What to produce » In the data below, find each line containing the string "your" and return it.

Material for this task »
PR #418, opened 2026-07-07
fix(hermes): mirror explicit memory writes (#417)

### LINKED ISSUE #417: [Bug] Hermes memory_tencentdb does not mirror explicit memory() writes into TencentDB memory search
## Bug Description
When Hermes is configured with `memory.provider: memory_tencentdb`, explicit durable-memory writes made through the built-in Hermes `memory` tool are accepted locally but do not become searchable through TencentDB memory search.

In practice:
- `memory(action="add", ...)` succeeds
- `memory_tencentdb_conversation_search` works
- `memory_tencentdb_memory_search` does **not** return the freshly written marker

This makes explicit "save memory" behavior diverge from TencentDB L1 memory search.

## Root Cause
The Hermes-side provider hook appears to be a no-op.

In the installed provider code (`hermes-plugin/memory/memory_tencentdb/__init__.py` in the TencentDB plugin tree), `on_memory_write(...)` is stubbed:

```python
    pass
```

Hermes core does call this hook after built-in memory writes, but the provider currently does nothing with it.

## Reproduction
1. Configure Hermes with:
   - `memory.memory_enabled: true`
   - `memory.user_profile_enabled: true`
   - `memory.provider: memory_tencentdb`
2. Call the built-in Hermes memory tool with a unique marker, e.g.:
   - `memory(action="add", target="memory", content="TencentDB retry probe memory: durable memory round-trip verification marker.")`
3. Query TencentDB memory search with that marker / substring.
4. Query TencentDB conversation search with the same marker.

## Expected Behavior
The explicit memory write should be mirrored into TencentDB's memory index so that `memory_tencentdb_memory_search` can retrieve it.

## Actual Behavior
Only conversation search works. Explicit Hermes memory writes are not ingested into TencentDB memory search.

## Environment
- Host OS: Linux
- Hermes repo observed locally: `NousResearch/hermes-agent`
- TencentDB memory repo: `TencentCloud/TencentDB-Agent-Memory`
- GitHub auth verified via `gh`

## Notes
This does not look like a pure search-quality problem. The provider hook for explicit memory writes appears unimplemented, so the written memory never reaches TencentDB's searchable memory store.

A clean fix would likely require implementing an explicit-memory ingest path and wiring `on_memory_write(...)` to it, rather than relying only on conversation capture.

kumar-shivang:
*Description | 描述*
This PR fixes Hermes explicit memory writes not being mirrored into TencentDB memory search.

Before this change:
- Hermes `memory(action="add", ...)` writes were stored in Hermes built-in memory
- the `memory_tencentdb` provider received the callback
- but `on_memory_write(...)` in the Hermes plugin was effectively a no-op
- result: explicit memories could not be retrieved through TencentDB memory search, even though conversation search still worked

This PR adds a dedicated explicit-memory ingest path instead of faking conversation capture:
- implements `on_memory_write(...)` in the Hermes TencentDB plugin
- adds client support for forwarding explicit memory writes to the gateway
- adds a new explicit-memory endpoint in the gateway/core path
- writes explicit Hermes memories directly into TencentDB L1 memory
- maps Hermes targets explicitly:
  - `target="memory"` -> `instruction`
  - `target="user"` -> `persona`

This makes Hermes explicit memory round-trip work correctly with TencentDB memory search.

*Related Issue | 关联 Issue*
Fix #417

*Change Type | 修改类型*
- [x] Bug fix | Bug 修复
- [ ] New feature | 新功能

*Self-test Checklist | 自测清单*

*Additional Notes | 其他说明*
Local verification completed with:
- `npm test -- src/core/record/explicit-memory.test.ts`
- `npm run build:plugin`
- provider Python tests passed
- real Hermes round-trip verified in a fresh process:
  explicit `memory add` -> `memory_tencentdb_memory_search` returned the inserted marker

### DIFF
--- a/hermes-plugin/memory/memory_tencentdb/__init__.py
+++ b/hermes-plugin/memory/memory_tencentdb/__init__.py
@@ -1048,9 +1048,27 @@ class MemoryTencentdbProvider(MemoryProvider):
 
     def on_memory_write(self, action: str, target: str, content: str) -> None:
         """Mirror built-in memory writes to memory-tencentdb for indexing."""
-        # TODO: Implement mirroring of Hermes builtin MEMORY.md/USER.md writes
-        # to memory-tencentdb's recall index for conflict suppression and dedup.
-        pass
+        if action.strip().lower() != "add":
+            return
+        if not content.strip():
+            return
+        if not self._ensure_alive_for_request() or not self._client:
+            return
+
+        try:
+            self._client.write_explicit_memory(
+                action=action,
+                target=target,
+                content=content,
+                session_key=self._session_id,
+                session_id=self._session_id,
+                user_id=self._user_id,
+            )
+            self._record_success()
+        except Exception as e:
+            self._record_failure()
+            logger.warning("memory-tencentdb explicit memory sync failed: %s", e)
+            self._try_recover_gateway()
 
     def on_session_end(self, messages: List[Dict[str, Any]]) -> None:
         """Trigger session-level flush on the Gateway."""
--- a/hermes-plugin/memory/memory_tencentdb/client.py
+++ b/hermes-plugin/memory/memory_tencentdb/client.py
@@ -139,6 +139,28 @@ class MemoryTencentdbSdkClient:
             body["user_id"] = user_id
         return self._post("/capture", body)
 
+    def write_explicit_memory(
+        self,
+        action: str,
+        target: str,
+        content: str,
+        session_key: str,
+        session_id: str = "",
+        user_id: str = "",
+    ) -> Dict[str, Any]:
+        """Mirror a host-native durable-memory write directly into L1."""
+        body: Dict[str, Any] = {
+            "action": action,
+            "target": target,
+            "content": content,
+            "session_key": session_key,
+        }
+        if session_id:
+            body["session_id"] = session_id
+        if user_id:
+            body["user_id"] = user_id
+        return self._post("/memories/explicit", body)
+
     def search_memories(self, query: str, limit: int = 5, type_filter: str = "", scene: str = "") -> Dict[str, Any]:
         """Search L1 structured memories."""
         body: Dict[str, Any] = {"query": query, "limit": limit}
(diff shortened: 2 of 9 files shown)


Maxwell-Code07:
Thank you for your attention. We will conduct a review and respond to you as soon as possible.

YOMXXX (changes requested):
Thanks for wiring the Hermes hook through to the Gateway. I think this still needs one correctness fix before merge.

The endpoint currently returns `stored: true` as soon as `writeMemory()` appends the JSONL record, but `memory_tencentdb_memory_search` only searches through `vectorStore`. If store init is degraded/unavailable, or if `vectorStore.upsertL1()` returns false/throws, this PR will still report success while the exact issue remains: the explicit memory is durable in JSONL but not searchable. The new test only covers the happy path where `upsertL1` succeeds, so it would not catch this.

Please make `/memories/explicit` only report success when the record is actually indexed for memory search, or return a degraded/failure response when indexing is unavailable, and add a regression test covering the indexing-failure/no-vector-store path plus the write-then-search behavior. Relevant code paths: `src/core/tdai-core.ts` `ingestExplicitMemory`, `src/core/record/l1-writer.ts` vector dual-write, and `src/core/tools/memory-search.ts` no-vector/no-FTS behavior.

YOMXXX:
I opened #434 as a replacement/supplemental branch for this fix. It keeps the Hermes hook and Gateway explicit-memory path from this PR, then adds the missing strict indexing semantics: explicit memory writes only report `stored:true` after `VectorStore.upsertL1()` succeeds, and the Hermes provider treats `stored:false` as a sync failure instead of silently recording success.

YOMXXX:
Marking this as superseded by #434 for #417.

#434 builds on this approach and adds the important guarantee that explicit Hermes memory writes must reach the searchable L1 index before the Gateway reports stored=true. I verified #434 locally with the focused explicit-memory test, full test suite, build, Python py_compile, and diff check.

PR #427, opened 2026-07-08
fix(otel): align OTLP backend Resource API with v2 SDK (#420)

### LINKED ISSUE #420: v1.0.0 tag: OTel SDK version mismatch — `new Resource()` not compatible with `resources@^2.x`
**Bug:** The v1.0.0 tag's `package.json` specifies `@opentelemetry/resources@^2.7.1` (v2.x SDK), but the codebase uses `new Resource({...})` which is a v1.x API (e.g. in `src/core/report/otlp-backend.ts`). The v2.x SDK fails with:

```
TypeError: Resource is not a constructor
```

This means OTel observability is silently broken on the v1.0.0 tag — any code path that initializes `Resource` via `new Resource()` will throw.

**Root cause:** The v1.0.0 tag was published with v2.x OTel SDK versions that don't match the v1.x API the code actually uses. A `try/catch` around OTel initialization masks the error (falls back to console logging), so the breakage is silent.

**Fix (verified on `gugu23456789/TencentDB-Agent-Memory` branch `r3-v1`):** Align to the v1.x line:

```
@opentelemetry/resources@^1.30.1
@opentelemetry/sdk-node@^0.54.0
```

These are peer-compatible with `@opentelemetry/api@^1.9.1` and work correctly with `new Resource()`.

**Full OTLP pipeline verified (on r3-v1 fork):**

```
trace.report() -> OTel SDK -> OTLP/HTTP -> Jaeger (:4318)
```

Setup guide at `docs/otlp-setup.md` on the r3-v1 branch.

**Affects:** Anyone using the v1.0.0 tag as a base for adapter development or production deployment with OTel observability enabled.

**Suggested fix:** Either (a) update `package.json` dependency versions to the v1.x line as above, or (b) update the code to use the v2.x API (`resourceFromAttributes()`).

RerankerGuo:
## Description

Fixes #420 — `new Resource({...})` in `src/core/report/otlp-backend.ts` is the
v1 OTel SDK API, but `package.json` locks `@opentelemetry/resources@^2.7.1`
which has dropped the `Resource` class entirely in favor of the
`resourceFromAttributes()` factory function. The `new Resource(...)` call
therefore throws `TypeError: Resource is not a constructor` at every Gateway
startup, and the surrounding `try/catch` in `initOTelSDK()` swallows it into a
`console.warn`, so OTLP observability has been silently broken on the v1.0.0
tag.

## Root cause

```ts
// before
const { Resource } = await import("@opentelemetry/resources");
...
resource: new Resource({ [ATTR_SERVICE_NAME]: serviceName }),
```

`@opentelemetry/resources@2.x` exports no `Resource` class:

```
typeof Resource               === "undefined"
typeof resourceFromAttributes === "function"
```

So `new Resource({...})` is a hard runtime error, masked by the outer catch
(`console.warn("... Trace/Log will use console fallback.")`).

## Fix

```ts
// after
const { resourceFromAttributes } = await import("@opentelemetry/resources");
...
resource: resourceFromAttributes({ [ATTR_SERVICE_NAME]: serviceName }),
```

This matches the migration pattern already used in
`src/core/report/otel-sdk-init.ts:120-127` (which keeps a runtime-detect
helper for backward compat). Here we drop the v1 fallback because
`package.json` is pinned to v2.x, so the v1 path is dead code anyway.

### Error handling upgrade

The catch block was rewritten to surface failures instead of silently
downgrading:

- Default: `console.error` with the error message **and stack trace**.
- `TDAI_OTEL_FAIL_OPEN=true` env knob restores the previous `console.warn`
  behavior for CI / debugging scenarios.

The function signature still returns `boolean` (callers don't change), but
operators now see the full failure mode in production logs instead of a
one-line warning that is easy to miss.

## Tests

Added `src/core/report/otlp-backend-resource.test.ts` with 4 cases:

1. Asserts v2.x `@opentelemetry/resources` does not export `Resource` and
   does export `resourceFromAttributes` — direct regression marker for the
   API surface change.
2. Asserts `resourceFromAttributes({...})` returns a `Resource` with the
   supplied attributes.
3. End-to-end: `OtlpObservabilityBackend.initialize()` against an
   unreachable endpoint must not throw `Resource is not a constructor`. The
   test captures console output and explicitly greps for the regression
   marker so a future downgrade to v1.x API would fail this case.
4. Lifecycle: `otel.enabled: false` is treated as a no-op.

Local verification:

```
$ PATH=~/.nvm/versions/node/v24.15.0/bin:$PATH npx vitest run \
    src/core/report/otlp-backend-resource.test.ts
 Test Files  1 passed (1)
      Tests  4 passed (4)

$ PATH=~/.nvm/versions/node/v24.15.0/bin:$PATH npm test
 Test Files  1 passed (1)
      Tests  4 passed (4)

$ PATH=~/.nvm/versions/node/v24.15.0/bin:$PATH npm run build
... clean

$ git diff --check
(empty)
```

## Relation to #416

The `L2_schedule` → `offload-l2` timer misrouting reported in #416 was
harder to diagnose precisely because #420 silently broke OTel tracing for
the `[local-timer] Timer fired: ${member} → enqueued ${taskType} task` log
line at `src/gateway/server.ts:1193`. With OTel working again, the same
misroute would have been visible as a `taskType=offload-l2` trace span
within seconds, instead of requiring a full source-read of the gateway
timer routing module.

This PR is intentionally narrow: it fixes the OTel Resource API mismatch
on `feat/server` (the v1.0.0 release branch) without touching the wider
OTel stack layout that `gugu23456789:r3-v1` addresses. Maintainers can
compare both implementations and pick whichever is cleaner.

## Compatibility notes

- No `package.json` change: we stay on the v2.x line.
- Public API unchanged: `OtlpObservabilityBackend.initialize()` signature
  and semantics are identical.
- New env knob `TDAI_OTEL_FAIL_OPEN=true` is opt-in and only affects the
  log level on init failure; default behavior is fail-closed (loud).
- `otel-sdk-init.ts` already uses a `createResource()` runtime-detect
  helper for v1/v2 compat, so this PR aligns `otlp-backend.ts` with that
  pattern but without the v1.x fallback (since package.json pins v2.x).

## Files changed

- `src/core/report/otlp-backend.ts` — use `resourceFromAttributes`, surface
  init failures via `console.error` + stack, add `TDAI_OTEL_FAIL_OPEN`.
- `src/core/report/otlp-backend-resource.test.ts` — new regression test
  (4 cases).

Closes #420.

### DIFF
--- a/src/core/report/otlp-backend-resource.test.ts
+++ b/src/core/report/otlp-backend-resource.test.ts
@@ -1,0 +1,111 @@
+/**
+ * Regression coverage for #420: v1.0.0 OTel SDK 版本不匹配 — `new Resource()`
+ * v1 API 与 `@opentelemetry/resources@^2.x` SDK 不兼容，会抛
+ * `TypeError: Resource is not a constructor`，导致 OTLP 后端在生产环境静默
+ * 退化为 console 输出，observability 完全失效。
+ *
+ * 这份测试在两种层面验证修复：
+ * 1. 直接验证 v2.x `resourceFromAttributes()` factory 可以替换 v1 `new Resource()`。
+ * 2. 验证 `OtlpObservabilityBackend.initialize()` 调用真实 OTel runtime 时，
+ *    不会因为 Resource API 变化而抛错，并能在 OTLP endpoint 不可达时优雅降级。
+ */
+
+import { afterEach, beforeEach, describe, expect, it, vi } from "vitest";
+
+describe("otlp-backend Resource API compatibility (#420)", () => {
+  it("v2.x @opentelemetry/resources exports resourceFromAttributes (not Resource class)", async () => {
+    const resourcesModule = await import("@opentelemetry/resources");
+    // v2.x 移除 `Resource` 类，改为 `resourceFromAttributes()` factory。
+    // 这是 v1 API (`new Resource({...})`) 抛出 `TypeError` 的根因。
+    expect(typeof (resourcesModule as { Resource?: unknown }).Resource).toBe("undefined");
+    expect(typeof (resourcesModule as { resourceFromAttributes?: unknown }).resourceFromAttributes).toBe(
+      "function",
+    );
+  });
+
+  it("resourceFromAttributes({...}) returns a Resource with the supplied attributes", async () => {
+    const { resourceFromAttributes } = await import("@opentelemetry/resources");
+    const { ATTR_SERVICE_NAME } = await import("@opentelemetry/semantic-conventions");
+
+    const resource = resourceFromAttributes({
+      [ATTR_SERVICE_NAME]: "tdai-memory-test",
+    });
+
+    expect(resource).toBeDefined();
+    expect(resource.attributes[ATTR_SERVICE_NAME]).toBe("tdai-memory-test");
+  });
+
+  it("does not throw Resource constructor error when initializing OTLP backend", async () => {
+    // 真实回归：v1.0.0 tag 上的 `otlp-backend.ts` 用 `new Resource({...})`，
+    // 在 v2 SDK 下会抛 `TypeError: Resource is not a constructor`，
+    // 被 try/catch 静默吞掉。修复后应当不再触发 Resource constructor 路径。
+    const { OtlpObservabilityBackend } = await import("./otlp-backend.js");
+
+    const errorSpy = vi.spyOn(console, "error").mockImplementation(() => {});
+    const warnSpy = vi.spyOn(console, "warn").mockImplementation(() => {});
+    const logSpy = vi.spyOn(console, "log").mockImplementation(() => {});
+
+    try {
+      const backend = new OtlpObservabilityBackend();
+
+      // 用一个不存在的 endpoint，应当由网络层失败（OTLP exporter 内部超时），
+      // 而不是被 `TypeError: Resource is not a constructor` 阻断。
+      // 我们的 catch 会输出 console.error，所以这里 expect 调用过 console.error 即可。
+      await backend.initialize({
+        type: "otlp",
+        otel: {
+          enabled: true,
+          endpoint: "http://127.0.0.1:1", // 不存在端口
+          protocol: "http",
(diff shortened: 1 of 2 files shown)


YOMXXX:
I reviewed the actual patch and the `resourceFromAttributes()` change looks aligned with the OTel v2 API. One verification note: I could not reproduce the listed local checks with the current `feat/server` dependency state.

`pnpm install --frozen-lockfile` fails because `package.json` and `pnpm-lock.yaml` are out of sync on the target branch, and then the new test cannot import `@opentelemetry/resources`; `pnpm build` also fails on a missing `dayjs` module from the same install issue. Since this PR only changes `src/core/report/otlp-backend.ts` and adds the regression test, this may be a branch baseline problem rather than a bug in this patch, but CI/default installs will still fail until the lockfile is refreshed for `feat/server`.

Maxwell-Code07:
Thank you for your attention！ We will conduct a review and respond to you as soon as possible.

RerankerGuo:
Thanks for the verification note. I rechecked this from a fresh checkout of the current PR head (`5b3f495`) rather than an existing worktree.

One important baseline detail: neither `feat/server` at `105c335` nor this PR head tracks `pnpm-lock.yaml` or `package-lock.json`, and this PR does not change `package.json`. The target branch already declares both `dayjs` and the OTel v2 dependencies. A frozen pnpm install therefore depends on a locally generated lockfile and is not a reproducible install path for the tracked branch.

Fresh-checkout verification with Node 24.15.0:

```text
npm install
  added 567 packages; exit 0
  git status --short: clean

npx vitest run src/core/report/otlp-backend-resource.test.ts
  1 file / 4 tests passed

npm test
  1 file / 4 tests passed

npm run build
  passed (plugin and all scripts)

git diff --check
  passed
```

This confirms that the `resourceFromAttributes()` patch and regression test are reproducible from the repository's tracked state without adding unrelated lockfile churn. The earlier missing-module result appears consistent with an incomplete install or a stale local pnpm lock rather than a change introduced by this PR.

Task answer »
Thank you for your attention. We will conduct a review and respond to you as soon as possible.
Thank you for your attention！ We will conduct a review and respond to you as soon as possible.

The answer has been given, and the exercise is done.